Page 1 of 1
Compare paragraphs
Posted: Thu Jun 09, 2005 2:05 pm
by hawleyjr
I'm assuming this belongs in the code forum but regex may be the correct solution.
I'm creating a tool for comparing and editing copy. For instance, I have the following two sentences(When used there would be much more copy then two simple sentences)
"Susan walked down the road to get her dog. Her dog ran away."
In the next entry the user can modify the text. However, I would like to display the user's edits in red.
So if the next user changed "road to get her dog" to "trail to get her hat"
Then
"Susan walked down the trail to get her hat. Her was not found."
Posted: Thu Jun 09, 2005 4:49 pm
by pickle
The difficulty here (that you may already have thought of), is how to sync up matching words after some difference. By that I mean:
"Susan walked down the road to get her dog"
"Susan ran the road to get her dog"
Obviously "Susan" and "the road to get her dog" is the same for each sentence, but the first sentence has many more words between the two phrases.
There are two things I can think of:
1) Use strtok(), and use tokenized strings to compare
2) Take the original and modified strings, put them both in files with 1 word on each line, and call the linux command diff on the two files. Parsing the output could get you what you need.
Posted: Thu Jun 09, 2005 8:56 pm
by Ambush Commander
Mediawiki implements this, and it is written in PHP. It's a fairly professional project, so you might want to take a look at its source code. I believe the file is
includes/DifferenceEngine.php and class
_DiffEngine.
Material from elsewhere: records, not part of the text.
Issue #4232, opened 2026-01-06
@BackOff does not recognize the __listener placeholder


Krejtcha:
**In what version(s) of Spring for Apache Kafka are you seeing this issue?**

Spring Boot 4.0.0, 4.0.1

**Describe the bug**

Having annotations like this on a listener method:

```
@RetryableTopic(
    backOff = @BackOff(delayString = "#{__listener.config.backOffDelay.toMillis()}"),
    attempts = "#{__listener.config.attempts}",
    dltTopicSuffix = "#{__listener.config.dltTopicSuffix}")
@KafkaListener(topics = "#{__listener.config.topics}")
```

The `__listener` placeholder is recognized for `attempts `, `dltTopicSuffix ` and `topics`, but when used also in `@BackOff` `delayString` the following error occurs while starting the application:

Here is the comment right before the class:
Code: Select all
/**
* Class used internally by Diff to actually compute the diffs.
*
* The algorithm used here is mostly lifted from the perl module
* Algorithm::Diff (version 1.06) by Ned Konz, which is available at:
* http://www.perl.com/CPAN/authors/id/N/N ... f-1.06.zip
*
* More ideas are taken from:
* http://www.ics.uci.edu/~eppstein/161/960229.html
*
* Some ideas are (and a bit of code) are from from analyze.c, from GNU
* diffutils-2.7, which can be found at:
* ftp://gnudist.gnu.org/pub/gnu/diffutils ... 2.7.tar.gz
*
* closingly, some ideas (subdivision by NCHUNKS > 2, and some optimizations)
* are my own.
*
* @author Geoffrey T. Dairiki
* @access private
*/
Which suggests some good URLs when you actually go out and look for related algorithms.
And of course, the code is licensed under GNU so if you're using a compatible license, well, feel free.
Posted: Fri Jun 10, 2005 2:30 am
by Syranide
Caution when comparing texts, do know that the complexity is often very costy (if you want exact/good comparisons). Meaning that per-char or per-word comparison can be quite the resource hogg on larger files. So monitor and make sure users can't submit anything as they could likely put your system to the knees if they wanted.
(Such a file could be a large PHP-source code I guess, as PHP itself isn't very fast and comparisons like these are very slow.)
Posted: Fri Jun 10, 2005 3:27 pm
by Ambush Commander
Hmm... I think Mediawiki handles the diff comparisons fairly well (after all, it has to compute diffs almost constantly).